Social media ‘detox’ for a week, what do we get?

Dr Jeff Lambert, who led the team of researchers from the University of Bath, said: “Social media is life for many people, it’s an integral part of shaping who they are and how they are. interact with others. But if you’re spending hours a week on social media and you’re starting to feel the negative effects, you should cut back on it to see if it helps.”

Stop using platforms like TikTok, Instagram, Twitter and Facebook feel happier?

People who paused using platforms like TikTok, Instagram, Twitter and Facebook for a week reported feeling happier.

The researchers conducted the experiment with 154 people aged 18-72 years old. They were divided into two groups, one group was banned from using social networks while the other group was not. Participants were asked about their levels of anxiety and depression as well as feelings of happiness, using three recognized tests.

They were asked to rate their agreement with questions such as “I feel optimistic about the future” and “I think clearly” to measure health.

To measure depression, participants were asked questions including how often they were affected by feelings of loss of interest during the past two weeks.

Anxiety is monitored using the General Anxiety Disorder Scale, which asks how often a person is bothered by feeling anxious, stressed, or having an inability to control anxiety.

People who took a week off from social media saw their health increase from an average of 46 to 55.93 on the Warwick-Edinburgh Mental Health Scale.

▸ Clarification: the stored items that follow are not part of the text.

PR #16176, opened 2026-03-11
Updated schema and disabled origins for fedora override

Tonisal-byte:
These changes introduce a feature added to `azldev` to explicitly disable preparing sources from outside the configured lookaside caches. You can disable origins by passing in this flag to a distro definition as shown below. This also requires that all components with `source-files` include a hash and hash-type in their definition. 

```toml
[distros.some-distro]
dist-git-base-uri = ...
lookaside-base-uri = ...
disable-origins = true
```

### DIFF
--- a/external/schemas/azldev.schema.json
+++ b/external/schemas/azldev.schema.json
@@ -57,6 +57,43 @@
           "$ref": "#/$defs/CheckConfig",
           "title": "Check configuration",
           "description": "Configuration for the %check section"
+        },
+        "failure": {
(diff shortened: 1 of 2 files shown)


reubeno:
@Tonisal-byte Is this still a change that we should be shepherding in?

Tonisal-byte:
> @Tonisal-byte Is this still a change that we should be shepherding in?

We don't really need this anymore since we will start moving to building from specs instead of TOMLs :) Closing now

PR #17123, opened 2026-05-11
fix(jack-audio-connection-kit): remove dependency on opus to drop it

binujp:
Remove opus-devel BuildRequires and add --no-opus to waf configure
to prevent auto-detection. This is to allow removal of the opus package from AZL.


base/comps/jack-audio-connection-kit/jack-audio-connection-kit.comp.toml
```diff
@@ -0,0 +1,17 @@
...
+description = "Remove opus-devel BuildRequires (opus not available in AZL)"
+type = "spec-remove-tag"
+tag = "BuildRequires"
+value = "opus-devel"
+
+[[components.jack-audio-connection-kit.overlays]]
+description = "Disable opus support in waf configure"
+type = "spec-search-replace"
+section = "%build"
+regex = '   --alsa'
```
reubeno: Can we be less coupled to the specific whitespace present in the spec right now?

christopherco: It might be better to have this regex anchor on python3 ./waf configure \

christopherco (dismissed):
Please fix the regex anchor

base/comps/jack-audio-connection-kit/jack-audio-connection-kit.comp.toml
binujp: Done

reubeno (approved):

PR #17124, opened 2026-05-11
fix(libsndfile): remove dependency on opus to drop it

binujp:
This is to allow removal of the opus package from AZL. libsndfile auto-detects opus via
pkg-config and builds without opus support when it is absent.


base/comps/libsndfile/libsndfile.comp.toml
```diff
@@ -0,0 +1,11 @@
+[components.libsndfile]
+
+# AZL does not ship opus — remove the BR so libsndfile builds without opus.
+# libsndfile autodetects opus via pkg-config; without opus-devel it simply
+# disables opus support at configure time.
```
christopherco: **issue (blocking):** B1 — Comment will mislead future maintainers; the all-or-nothing semantics is not what's described here.

The text "without opus-devel it simply disables opus support at configure time" is contradicted by upstream `libsndfile@1.2.2:configure.ac:321-342`:

```autoconf
AS_IF([test "x$ac_cv_flac$ac_cv_ogg$ac_cv_vorbis$ac_cv_vorbisenc$ac_cv_opus"
       = "xyesyesyesyesyes"], [
    HAVE_EXTERNAL_XIPH_LIBS=1 ...
], [
    AC_MSG_WARN([[*** Unfortunately, for ease of maintenance, the external libs]])
    AC_MSG_WARN([[*** are an all or nothing affair.]])
    enable_external_libs=no
])
```

When opus-devel is missing, `ac_cv_opus=no`, the AND-check fails, and `HAVE_EXTERNAL_XIPH_LIBS` goes to 0 — disabling FLAC, Ogg, **and** Vorbis along with Opus. The configure summary on the build log will read `External FLAC/Ogg/Vorbis/Opus : ....... no`.

The same file `specs/l/libsndfile/libsndfile.spec` carries a 2021 Fedora `%changelog` entry that's the historical record of this: `* Mon Feb 22 2021 Michal Hlavinka — 1.0.31-3 — add opus-devel BR to satisfy configure requirements check (#1931251)`. Fedora added the BR precisely to keep the Xiph group enabled; this PR reverses that without acknowledging it.

The comp.toml comment lives in the repo permanently, so any inaccuracy here is durable debt.

base/comps/libsndfile/libsndfile.comp.toml
```diff
@@ -0,0 +1,11 @@
...
+
+[[components.libsndfile.overlays]]
+description = "Remove opus-devel BuildRequires (opus not available in AZL)"
+type = "spec-remove-tag"
+tag = "BuildRequires"
+value = "opus-devel"
```
christopherco, line 13: **issue (non-blocking):** H1 — Add `--disable-external-libs` + drop the now-dead Xiph BRs in the same overlay.

Related to B1. After this PR, the rendered spec still carries:

- `BuildRequires: flac-devel` (`specs/l/libsndfile/libsndfile.spec:23`)
- `BuildRequires: libogg-devel` (`:25`)
- `BuildRequires: libvorbis-devel` (`:26`)

Configure will still probe and find them (`ac_cv_flac=yes`, `ac_cv_ogg=yes`, `ac_cv_vorbis=yes`), then immediately discard all four because `ac_cv_opus=no`. The three dev packages contribute zero linkage to the output RPMs — they slow the buildroot, bloat the dep graph the opus-removal workstream is trying to thin, and make the spec actively lie about which formats are enabled. Future maintainers reading the BR list will reasonably conclude FLAC/Vorbis/Ogg support remains.

This is exactly the "implicit feature disable vs. explicit `--disable-<feature>`" pattern: the policy should be encoded at the build layer, not as a side-effect of buildroot composition.

Suggested change in this comp.toml (append to the existing overlay):

```toml
[[components.libsndfile.overlays]]
description = "Drop dead flac-devel BR (libsndfile builds without external Xiph)"
type = "spec-remove-tag"
tag = "BuildRequires"
value = "flac-devel"

[[components.libsndfile.overlays]]
description = "Drop dead libogg-devel BR"
type = "spec-remove-tag"
tag = "BuildRequires"
value = "libogg-devel"

[[components.libsndfile.overlays]]
description = "Drop dead libvorbis-devel BR"
type = "spec-remove-tag"
tag = "BuildRequires"
value = "libvorbis-devel"

[[components.libsndfile.overlays]]
description = "Make the Xiph external-libs disable explicit rather than warning-driven"
type = "spec-search-replace"
# Add --disable-external-libs to %configure (anchor on a stable adjacent flag)
find = "--enable-mpeg \\\\"
replace = "--enable-mpeg \\\\\n\t--disable-external-libs \\\\"
```

(`spec-search-replace` mechanics: please confirm the exact anchor/escape form matches the convention in this repo — `azldev` should accept the substitution against the unchanged `--enable-mpeg \` line.)

christopherco (dismissed):

reubeno (approved):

The depression level of this group decreased from 7.46 to 4.84 in the Patient Health Questionnaire while anxiety decreased from 6.92 to 5.94.

These changes represent a moderate improvement in depression and well-being, as well as a slight improvement in anxiety, said Dr. Jeff Lambert.

“Many trial participants reported positive effects from not using social media with improved mood and less anxiety overall,” said Lambert. This shows that even a small amount of rest can have a beneficial effect.”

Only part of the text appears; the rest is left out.